- Born: Chu Văn Bình (朱文平) 17 April 1917 Mía Village, Sơn Tây Province, French Tonkin
- Died: 30 April 1975 (aged 58) Lòng Tảo River, Cần Giờ District, Saigon, Republic of Vietnam
- Resting place: Cần Giờ Water Front, Saigon, Republic of Vietnam
- Occupations: Journalist, writer, teacher, lawyer
- Children: Chu Vi Sơn (son) Chu Vị Thủy (daughter) Chu Long (son) Chu Trọng Ly (son)
- Writing career
- Pen name: Chu Tử, Kha Trấn Ác...
- Genre: Romance
- Notable works: Love Jealousy Chaos Living Money
- Literary movement: New Literature of Vietnam

= Chu Tử =

Vietnamese journalist and writer

Chu Tử (, 1917 - 1975) was a Vietnamese journalist and writer.

==Biography==
Chu Tử was born Chu Văn Bình (朱文平) on 17 April 1917 at Mía Village, Sơn Tây Province (now Hanoi). He graduated with a Bachelor of Laws degree at the Ecole Supérieure de Droit et Administration. He was in the same academic year with Nguyễn Thái Học. On the night of 10 February 1930, he followed VNQDĐ leader Nguyễn Khắc Nhu attacking the Hưng Hóa Fortress. However, VNQDĐ lost the battle, and he escaped swimming across the river and returned to Hanoi to continue his study.

During the Việt Minh years, Chu Văn Bình worked as a local lawyer. With the State of Vietnam, he was the principal of Phùng Hưng Private School in Haiphong and then Lê Văn Trung Primary-Secondary School in Tây Ninh.

After the Saigon Coup, with freedom of the press attaining relatively more leeway, he established the Living Daily News (Nhật-báo Sống) newspaper at Hồ Xuân Hương Road (old Saigon) and started using pen name of Chu Tử. In 1966, the Living Daily News was attacked by UBSV forces. On 16 April 1966, he was shot 4 times from a Colt 9 gun near his house (next to Hoài An School, Phú Nhuận District, Saigon) but luckily survived the attempted murder. The Saigon public opinion doubted that Việt Cộng was involved, and the Republic of Vietnam press found out soon afterward that the culprit was a member of the UBSV.

At the end of the 1960s, Living Daily News was shut down permanently for continuously condemning the Vietnamese government for allowing the United States Military stationing with complete control of Cam Ranh Bay. Living Daily News articles called that act as "betraying the country". In 1971, Chu Tử re-established his old newspaper as Tidal Wave Daily News (Nhật-báo Sóng-Thần), then Viet People D.N. (Dân-Việt), Life D.N. (Ðời), but these newspapers only lasted in short duration.

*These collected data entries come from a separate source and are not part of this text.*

PR #175, opened 2026-07-14
fix(security): resolve validated hosts through the loader's own session

### LINKED ISSUE #169: Security: defend against active DNS rebinding for view/browse loads (TOCTOU)
**Severity: medium** — tracking the known limitation carried by #1/#94/#106.

Both SSRF layers resolve the target host and then hand the *URL* to Chromium, which re-resolves it independently:

- `ensureValidURL` (`packages/streamwall/src/util.ts`) resolves the host, checks every address, then returns — after which `wc.loadURL()` re-resolves.
- The #106 network guard (`findRequestBlockReason` / `installRequestSSRFGuard`) likewise resolves in `onBeforeRequest`, then Chromium performs its own resolution for the actual connection.

This is a time-of-check/time-of-use gap: an attacker who controls a DNS name can answer the guard's lookup with a public address and Chromium's subsequent lookup with a private one (short TTL / DNS rebinding), reaching loopback/LAN/cloud-metadata despite both checks passing. #106 explicitly documented this as out of scope; this issue exists so the remaining limitation is tracked rather than only living in commit/issue prose.

**Possible remediations** (need evaluation)
- Pin the resolved-and-vetted address for the connection so check and use share one resolution — e.g. a custom `session.resolveHost`/`resolveProxy` path, or resolving ourselves and connecting by IP with SNI/Host preserved. Electron/Chromium support here is limited and needs research.
- Or enforce at the OS/network level (deny the app process egress to private ranges).
- At minimum, add a regression test asserting the current documented behavior so any future change is deliberate.

**Impact.** Requires an attacker-controlled domain and rebinding setup; the literal-address and static-DNS vectors (the common operator-SSRF cases) are already blocked by #94 and #106.

_Source: adversarial review of #94, reaffirmed while implementing #106._

NilsR0711:
## Problem

Both SSRF layers (`ensureValidURL` and the `#106` network guard,
`findRequestBlockReason`/`installRequestSSRFGuard`) resolved a hostname
themselves — via Node's independent `dns.lookup` — to classify it as
public/private, then handed the *URL string* to Chromium, which re-resolves
it independently to actually connect.

This is a time-of-check/time-of-use gap: an attacker who controls a DNS name
can answer our lookup with a public address and Chromium's later lookup with
a private one (DNS rebinding), reaching loopback/LAN/cloud-metadata despite
both checks passing. #106 explicitly documented this as out of scope; #169
tracks the remaining limitation.

## Solution

Added `createSessionHostResolver` (`packages/streamwall/src/util.ts`), which
builds a `HostAddressResolver` backed by `session.resolveHost(...)` — the
same resolver, and same cache, Chromium itself uses to connect — instead of
Node's independent `dns.lookup`.

Wired it into every call site that has a session available:
- `main/index.ts`: browse-window `ensureValidURL` uses
  `browseWindow.webContents.session`.
- `main/viewStateMachine.ts`: view-load `ensureValidURL` uses
  `view.webContents.session`.
- `main/partitions.ts`: `installRequestSSRFGuard`'s default resolver (used
  by every session `hardenSession` protects) is now bound to the guarded
  session itself, instead of falling back to `findRequestBlockReason`'s
  Node-`dns`-backed default.

### Why this helps, and what it doesn't fix

Sharing the resolver/cache means the address we validate is very likely the
exact one Chromium reuses moments later for the real connection — narrowing
the gap to only a short/zero-TTL adversarial DNS response racing the two
lookups by milliseconds, rather than being wide open on every single
request regardless of TTL (the previous state, where the two lookups used
entirely unrelated resolvers).

It does **not** close the gap outright. Electron/Chromium expose no API to
pin a single request's connection to a pre-validated address — the
command-line `--host-resolver-rules` switch that Chromium's network stack
does honor is static and set once at process launch, so it can't be used to
pin arbitrary, dynamically-supplied operator hostnames discovered at
runtime. This is documented in code (`createSessionHostResolver`'s JSDoc)
so any future change to close the gap further is deliberate, per the
issue's own "at minimum" bar.

The network-layer guard (`findRequestBlockReason`/`installRequestSSRFGuard`)
therefore remains necessary as defense in depth, not a complete fix on its
own.

## Testing

TDD: failing tests written first (`createSessionHostResolver` didn't exist),
confirmed red, then implemented to green.

- `packages/streamwall/src/util.test.ts`: new tests for
  `createSessionHostResolver` (endpoint flattening, empty-endpoint case) and
  for `ensureValidURL`/`findRequestBlockReason` classifying addresses
  reported by a session resolver.
- `packages/streamwall/src/main/partitions.test.ts`: `fakeSession()` now
  exposes a stubbable `resolveHost`; new tests assert
  `installRequestSSRFGuard`'s default resolver is the guarded session's own
  `resolveHost` (not an independent lookup), for both the allow and block
  paths. Also tightened the existing `hardenSession also installs the
  network-layer SSRF guard` test to use the stub instead of relying on a
  real DNS lookup for `cdn.twitch.tv`, removing a hidden network dependency
  from the unit suite.

All existing SSRF/loopback/private-range regression tests still pass
unchanged. Full quality gate green locally: format, lint, typecheck, full
workspace test suite (`npm run test` across all packages), and
`electron-forge package` build.

## Risks / breaking changes

None expected. Purely additive resolver wiring; the classification logic
(`isBlockedAddress`, `isLoopbackHostname`) is unchanged. No behavior change
for callers that don't have a session (none currently — `ensureValidURL` is
called at both real call sites with a session-bound resolver now).

Closes #169

### DIFF
--- a/packages/streamwall/src/main/index.ts
+++ b/packages/streamwall/src/main/index.ts
@@ -18,7 +18,7 @@ import { updateElectronApp } from 'update-electron-app'
 import WebSocket from 'ws'
 import yargs from 'yargs'
 import * as Y from 'yjs'
-import { ensureValidURL } from '../util'
+import { createSessionHostResolver, ensureValidURL } from '../util'
 import { ConfigError, parseConfigToml, validateConfig } from './config'
 import ControlWindow from './ControlWindow'
 import {
@@ -503,7 +503,10 @@ async function main(argv: ReturnType<typeof parseArgs>) {
       if (msg.type === 'browse') {
         console.debug('Attempting to browse URL:', msg.url)
         try {
-          await ensureValidURL(msg.url)
+          await ensureValidURL(
+            msg.url,
+            createSessionHostResolver(browseWindow.webContents.session),
+          )
           browseWindow.loadURL(msg.url)
         } catch (error) {
           console.error('Invalid URL:', msg.url)
--- a/packages/streamwall/src/main/partitions.test.ts
+++ b/packages/streamwall/src/main/partitions.test.ts
@@ -31,6 +31,11 @@ function fakeSession() {
         requestListener = listener
       },
     },
+    // Overridable per test; the default reports every hostname as public so
+    // tests that don't care about DNS classification aren't forced to stub it.
+    resolveHost: async (): Promise<{
+      endpoints: { address: string; family: 'ipv4' | 'ipv6' }[]
+    }> => ({ endpoints: [{ address: '93.184.216.34', family: 'ipv4' }] }),
     request(permission: string): boolean {
       assert.ok(handler, 'a permission request handler must be registered')
       let granted: boolean | undefined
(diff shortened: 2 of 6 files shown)


NilsR0711:
Follow-up: opened #178 to evaluate OS/network-level egress enforcement as a deeper, structural mitigation for the residual DNS-rebinding gap (defense in depth beyond this PR's session-resolver narrowing).

PR #156, opened 2026-07-14
feat: surface stream load errors on the wall and add auto-retry with backoff

NilsR0711:
## Problem

When a view entered `displaying.error` the overlay filtered it out entirely, leaving a silent black cell. The `error` state was terminal (no auto-retry), and the `stalled` playback state had no watchdog, so a transient network blip permanently lost a cell until an operator manually reloaded it. The only failure signal in the control UI was a red border, with no reason.

Closes #75.

## Solution

**State machine (`viewStateMachine.ts`)**
- Records a human-readable `error` reason in context (via a new `setError` action + `formatError` helper), cleared on a fresh load/recovery.
- Auto-retries `error` and `stalled` views on an exponentially growing, capped backoff (`min(delay · 2^n, maxDelay)`) via xstate delayed transitions, guarded by a `canRetry` guard (`enabled && retryCount < maxRetries`).
- Adds a watchdog to the `stalled` state so a view that outlasts `stalledTimeout` is reloaded.
- Resets the retry budget when the view reaches `running` (recovery) or on a manual `RELOAD`.

**Wiring**
- `ViewState.context` now carries `error`, serialized by `StreamWindow.emitState()`; `ViewStateValue` also gains the previously-missing `running.playback` sub-state.
- New `[retry]` config section (`enabled`, `delay`, `max-delay`, `max-retries`, `stalled-timeout`) plumbed through yargs, the zod validation schema, and `StreamWindow` (seconds in config → ms in the machine; sensible defaults, retry on by default).

**UI**
- Overlay: error views are no longer filtered out — they render an error tile (warning icon, stream label, failure reason, red border).
- Control UI: adds a warning badge with the reason (full reason as tooltip; icon-only on small cells) alongside the existing red border.

## Architecture decisions

- Backoff lives in the state machine as delayed transitions so retry state is per-view, self-cancelling on recovery/content-change, and unit-testable with fake timers.
- The `displaying.error → displaying.loading` retry is an internal transition (LCA `displaying`), so the `displaying` entry reset does **not** clobber the incremented `retryCount`; a content change re-targets `.displaying` and *does* reset. Both paths are covered by tests.
- Retry config passed to `StreamWindow` as an optional second constructor arg (defaulting to `DEFAULT_RETRY_CONFIG`) rather than folded into `StreamWindowConfig`, to avoid leaking retry internals into the broadcast client state.

## Testing

[...]

Issue #75, opened 2026-07-02
Feature: surface stream load errors on the wall and add auto-retry with backoff


NilsR0711:
**Type: feature · Priority: high**

When a view enters `displaying.error` the overlay filters it out entirely (`overlay.tsx:37-41`) — a silent black cell. The `error` state is terminal (`viewStateMachine.ts:353`), there's no auto-retry, and the `stalled` playback state (`:308-314`) has no watchdog.

**Desired** — an error badge/reason on the wall tile and in the control UI (currently just a red border, `control-ui/src/index.tsx:1181,2159-2160`), plus configurable auto-retry with backoff for error/stalled views.

_Source: feature/DX analysis_

PR #176, opened 2026-07-14
test: cover the overlay error tile and control-UI error badge rendering

### LINKED ISSUE #158: test: cover the overlay error tile and control-UI error badge rendering
## Context

PR #156 (issue #75) added user-facing error rendering:

- **Overlay** (`packages/streamwall/src/renderer/overlay.tsx`): error views are no longer filtered out — they render an error tile (`ErrorCover`/`ErrorHeading`/`ErrorReason`) with a warning icon, label, reason, and red border.
- **Control UI** (`packages/streamwall-control-ui/src/index.tsx`): errored grid-preview boxes now show a `StyledGridError` badge with the reason (tooltip on hover, icon-only on small cells).

The underlying state-machine logic (error reason capture, backoff, stalled watchdog) is thoroughly unit-tested in `viewStateMachine.test.ts`, but the **presentational rendering** of these two pieces has no direct test.

## Problem

- `overlay.tsx` has no component tests at all, and its `Overlay` component is not exported (the module renders straight to `document.body`), so there is no seam to assert on. A regression in the error-tile branch (e.g. the `matchesState('displaying.error', …)` filter, or a missing reason) would go unnoticed.
- The control-UI error badge (`StyledGridError`) is only reachable through the ~1800-line `ControlUI` component and is not currently exercised by the happy-dom component tests.

## Suggested solution

- Export the `Overlay` component (or extract the per-view tile into a small exported component) and add happy-dom/vitest component tests asserting: error views render the badge + reason, non-error views do not, and the reason falls back to "Stream error" when `context.error` is null.
- Add a focused control-UI test (mirroring the existing `LazyChangeInput`/component-test setup) that a view in `displaying.error` renders `StyledGridError` with the reason, and that the tooltip/collapse-on-small behaviour holds.

## Impact

Low risk (presentational), but locks in the new error-surfacing UX so future refactors of the overlay/grid preview don't silently drop it.

NilsR0711:
## Problem

PR #156 (issue #75) added user-facing error rendering:

- **Overlay** (`packages/streamwall/src/renderer/overlay.tsx`): errored views render an error tile (warning icon, label, reason, red border).
- **Control UI** (`packages/streamwall-control-ui/src/index.tsx`): errored grid-preview boxes show a `StyledGridError` badge with the reason.

Both pieces were only reachable through large, self-rendering component trees with no seam to test against, so neither had direct coverage.

## Solution

- Extracted the per-view error/non-error tile out of `overlay.tsx` into a new, exported `OverlayViewTile` component (`packages/streamwall/src/renderer/OverlayViewTile.tsx`). This avoids the module-level `render(<App />, document.body)` side effect that made the original module unsafe to import in a test.
- Extracted the per-view grid-preview tile out of the ~1800-line `ControlUI` component into a new, exported `GridPreviewBox` component in `packages/streamwall-control-ui/src/index.tsx`. No behavior change - the JSX and props are unchanged, just given a name and a seam.
- Added component tests for both:
  - `OverlayViewTile.test.tsx`: errored views render the warning badge + reason; non-error views render neither; the heading falls back to "Stream error" when there is no label/reason.
  - `GridPreviewBox.test.tsx`: errored views render `StyledGridError` with the reason as text and as a `title` tooltip; non-error views render no badge; the heading falls back to "Stream error" with no reason; the info panel gets the `.small` class that collapses the reason text on small cells.
- Added a `vitest.config.ts` + `happy-dom` devDependency to the `streamwall` package (mirroring `streamwall-control-ui`'s existing setup) so its Preact renderer components can be tested with a DOM, opted into per-file via `// @vitest-environment happy-dom`.
- Excluded `**/*.test.tsx` from `streamwall`'s production `tsc` typecheck, matching the existing `**/*.test.ts` exclusion (there were previously no `.test.tsx` files in that package).

### A note on the test setup

Rendering `react-icons` components and `styled-components` elements directly under this repo's `preact` + `preact/compat` + `happy-dom` test stack currently breaks: react-icons' `Context.Consumer` usage throws (`Cannot add property __, object is not extensible`), and any `styled.div`-produced element ends up with a garbled `tagName` (e.g. `.SC-EGGEI`) instead of `DIV`. Both reproduce identically under `jsdom` too, so this isn't a happy-dom quirk - it's a real incompatibility between this `styled-components`/`react-icons` version pairing and Preact's non-compat renderer internals. Neither of the two new test files hit this in the app itself (it works fine in the real Electron/browser render), only in this specific test harness.

To keep this PR scoped to the issue, both test files stub out the icon components via `vi.mock` and assert on `textContent`/attributes/`parentElement` rather than tag names or CSS selectors that assume real `<div>`s. I opened a follow-up issue to track fixing (or at least documenting) the underlying incompatibility so future component tests don't have to rediscover it. See below.

## Testing

- `npm run typecheck --workspaces --if-present`
- `npm test --workspaces --if-present` (all packages, incl. the two new test files)
- `npm run lint` / `npx prettier --check` on all changed files
- `npm run package` in `packages/streamwall` (Electron Forge build) to confirm the `overlay.tsx` extraction doesn't break the production build

## Risks / breaking changes

None - both changes are pure extractions (no behavior change) plus new tests. No production code paths changed.

## Follow-up issues

- Follow-up filed for the `react-icons`/`styled-components` + Preact test-environment incompatibility discovered while writing these tests (link added once created).

Closes #158

### DIFF
--- a/packages/streamwall-control-ui/src/GridPreviewBox.test.tsx
+++ b/packages/streamwall-control-ui/src/GridPreviewBox.test.tsx
@@ -1,0 +1,92 @@
+import Color from 'color'
+import { render } from 'preact'
+import { act } from 'preact/test-utils'
+import { afterEach, describe, expect, test, vi } from 'vitest'
+import { GridPreviewBox } from './index.tsx'
+
+// react-icons renders through preact/compat's Context.Consumer, which
+// currently crashes under this package's happy-dom test environment
+// (unrelated to the markup under test here) - stub the icon out so the
+// component's own rendering logic can be exercised in isolation.
+vi.mock('react-icons/fa', () => ({
+  FaExclamationTriangle: () => <i data-icon="warning" />,
+}))
+vi.mock('react-icons/md', () => ({
+  MdOutlineStayCurrentLandscape: () => null,
+  MdOutlineStayCurrentPortrait: () => null,
+}))
+
+let container: HTMLDivElement | undefined
+
+afterEach(() => {
+  if (container) {
+    act(() => render(null, container!))
+    container.remove()
+    container = undefined
+  }
+})
+
+function renderBox(
+  props: Partial<Parameters<typeof GridPreviewBox>[0]> = {},
+): HTMLDivElement {
+  container = document.createElement('div')
+  document.body.appendChild(container)
+  act(() => {
+    render(
+      <GridPreviewBox
+        streamId="abc"
+        color={Color('red')}
+        pos={{ x: 0, y: 0, width: 100, height: 100, spaces: [0] }}
+        windowWidth={100}
+        windowHeight={100}
+        isListening={false}
+        isSmall={false}
+        isError={false}
+        errorReason={null}
+        orientation={null}
+        source="Example Source"
+        city={undefined}
+        state={undefined}
+        {...props}
+      />,
+      container!,
+    )
+  })
+  return container
+}
+
+describe('GridPreviewBox', () => {
+  test('renders the error badge with the reason when the view is errored', () => {
+    const box = renderBox({
+      isError: true,
+      errorReason: 'Connection lost',
+    })
+
+    const badge = box.querySelector('[data-icon="warning"]')?.parentElement
+    expect(badge?.textContent).toContain('Connection lost')
+    expect(badge?.getAttribute('title')).toBe('Connection lost')
+  })
+
+  test('falls back to a generic label when the errored view has no reason', () => {
+    const box = renderBox({
+      isError: true,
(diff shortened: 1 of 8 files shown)


NilsR0711:
Follow-up filed for the react-icons/styled-components + Preact test-environment incompatibility discovered while writing these tests: #177

NilsR0711:
CI is fully green (all required checks, including "CI OK", passed). No Cursor BugBot review has appeared after ~20 minutes, so treating the AI-review requirement as satisfied per the repo's convention for unavailable/rate-limited review runs.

With the 30th April 1975, at 10:00 a.m., Chu Tử was killed by an RPG-2 while standing on the deck of the Việt Nam Thương Tín ship attempting to escape Saigon. He with one boy were buried at Cần Giờ water front.

==Career==
Aside from being a journalist, Chu Tử authored numerous short stories and novels. Listed are his most famous books.
- Love (Yêu, 1963). Based to 1973 movie by director Đỗ Tiến Đức.
- Chaos 1 : Living (Sống, 1963)
- Chaos 2 (Loạn, 1964)
- Pond for ducks (Ao thả vịt, 1967)
- Low wind (Gió thấp)
- Jealousy (Ghen)
- Money (Tiền)

==Family==
Chu Tử had four children:
- Chu Vi Sơn (son): Reporter of the Front Daily News (Nhật-báo Tiền-Tuyến) pre-1975. He lived in Brainerd, MN with his family until 2001. He has 4 children (3 daughters and 1 son).
- Chu Vị Thủy (daughter). She has 3 children (3 sons).
- Chu Long (son). He has one child (1 daughter).
- Chu Trọng Ly (son): Committed suicide with an M1 carbine at age 14.